Réalisées par des cohortes d'esclaves, les premières routes sont apparues très tôt dans l'histoire. Elles ont plus ou moins coïncidé avec la découverte de la roue, vers 3500 av. J.-C. Non seulement utilisées pour assurer l'approvisionnement des villes de Mésopotamie et le commerce terrestre, elles servirent à des objectifs militaires.
Dès le XIe siècle av. J.-C., les Chinois avaient conçu un réseau routier dont l'axe principal était la route de la soie, la plus longue du monde pendant deux mille ans. En Amérique, les Incas édifièrent aussi un système de pistes à travers les Andes. Les pharaons, tout comme les babyloniens disposaient également de réseaux. Mais ce sont les voies romaines qui ont le plus marqué l'imagination occidentale dont la voie Appienne, - Photo n°1 - commencée vers 312 av. J.-C. , la voie Flaminienne, vers 220 av. J.-C., etc. À son apogée, Rome disposait de voies rayonnant jusqu'aux confins de son empire, totalisant 80 000 kms. Créé en 1769, le premier véhicule motorisé, capable de transporter plusieurs tonnes de chargement, serait le "Fardier de Cugnot" - Photo n°2 - du nom de son inventeur. Le premier camion moderne serait celui inventé en 1898 par Gotlieb Daimler. Toutefois, c'est seulement au début du XXième siècle que les camions prirent définitivement l'ascendant sur les véhicules tirés par des chevaux - Photo n°3.
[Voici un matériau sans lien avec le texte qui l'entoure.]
PR #1737, opened 2026-05-07
fix: make predefined filters API generic and prevent dropping regular sort params if provided

MartinCupela:
## Goal

The original predefined filters implementation omitted DX, when it used `Record<string, unknown>` for filters definitions in predefined filters types. We have `ChannelsFilter` type that can be passed to predefined filters types to help users type the filters easier.

Also the `channelsQueryRequest` method was dropping regular `sort` parameter, if it detected `predefined_filters` in the methods payload. But this is incorrect in cases, when somebody wants to use predefined filter that has not sort param internally and wants to rely on dynamically provided regular `sort` object. If the server-side stored predefined filter definition contains its own sort, the regular sort param is ignored server-side.

I have added `fixme` comment so that `channelsQueryRequest` returns the whole response payload as it contains `predefined_filters` payload, that is currently being discarded and cannot be used client-side to follow sorting and filtering rules client-side. This change would be breaking and so it is not implemented with this PR.


isekovanic (approved):

src/client.ts
```diff
@@ -1929,6 +1931,9 @@ export class StreamChat {
       payload,
     );
 
+    // FIXME: In the next major release, return the full QueryChannelsAPIResponse
+    // instead of only `data.channels` so top-level metadata such as
+    // `predefined_filter` is not lost.
```
isekovanic, line 1936: That's a bummer. Good call !

PR #1742, opened 2026-05-13
chore: migrate to Yarn 4 and bump dev-deps to current majors

oliverlaz:
## CLA

- [ ] Code changes are tested

### What

- Migrate the package manager from Yarn Classic (v1) to **Yarn 4.15.0** (Berry), with the binary committed under `.yarn/releases/` so no Corepack bootstrap is required.
- Bump several dev-dep majors that had been deferred — TypeScript 5.8 → 6.0, Vitest 3.1 → 4.1 (+ `@vitest/coverage-v8`), `@commitlint/{cli,config-conventional}` 19 → 21, `conventional-changelog-conventionalcommits` 8 → 9, esbuild 0.25 → 0.28, globals 16 → 17, lint-staged 15 → 17 — with minor bumps to eslint, typescript-eslint, prettier, semantic-release, concurrently, eslint-plugin-import, and `@types/*`.
- Refresh runtime deps to latest patches within the current majors: `axios` 1.15 → 1.16, `ws` 8.18 → 8.20.
- Update CI to install via `yarn install --immutable` and cache `.yarn/cache + install-state.gz` instead of `node_modules`.
- Drop the dead `testwatch` script and the redundant `@types/base64-js` stub (base64-js ships its own types since 1.5.0).
- Add `CLAUDE.md` documenting toolchain, build pipeline, architecture, and contributor conventions for agents working in this repo.

### Why

- **Yarn 1 is EOL.** Yarn 4 brings hardened mode (HTTPS-only registries, install-script allowlisting via `dependenciesMeta`, configurable npm age gate), built-in provenance support, and the modern Berry resolver. The committed binary keeps installs deterministic across machines and CI without Corepack churn.
- The dev-dep majors had been piling up and starting to block each other. Pulling them in as one bundled bump (with the few code adjustments they require) keeps lockfile churn down and unblocks future upgrades.


.github/actions/setup-node/action.yml
```diff
@@ -20,12 +20,16 @@ runs:
...
+        path: |
+          .yarn/cache
+          .yarn/install-state.gz
+        key: ${{ runner.os }}-${{ env.NODE_VERSION }}-yarn-${{ hashFiles('yarn.lock') }}
+        restore-keys: |
+          ${{ runner.os }}-${{ env.NODE_VERSION }}-yarn-
 
     - name: Install dependencies
-      run: yarn install --frozen-lockfile
+      run: yarn install --immutable
```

La route, plus précisément le trafic routier, tant décrié par les écologistes, reste le moyen de transport le plus prisé de la clientèle. Fournisseurs et acheteurs ont des délais toujours plus courts à respecter. Par leur flexibilité, les transporteurs routiers se voient, ainsi, attribuer une part de plus en plus importante de trafic, tant en charges complètes qu'en trafic de détail.
Dans tous les pays occidentaux, nos édiles essayent de trouver des solutions pour réduire le trafic routier… en vain. Pourtant celui-ci est de plus en plus pénalisé, soit par des taxes élevées (en Suisse, la RPLP) soit par des restrictions contraignantes. Il ne faut pas rêver, tant que les marchés seront soumis à une concurrence des plus sévères, les patrons d'entreprises, même les plus écologistes, se trouveront dans l'obligation d'utiliser le moyen de transport le plus adéquat et, pour le moment cela reste la voie routière.
Un réel espoir de stopper la croissance des transports routiers subsiste. Les voies fluviales, comme le cabotage maritime, pourraient être un des palliatifs des plus sérieux. En plus, en partie, ces voies navigables existent déjà. Toutefois, elles ne sont pas encore suffisamment exploitées. Le projet d'une liaison du Rhône au Rhin, via le lac de Neuchâtel, pourrait-il revoir le jour ? - ressortir des tiroirs dont il est enfoui depuis des décennies ?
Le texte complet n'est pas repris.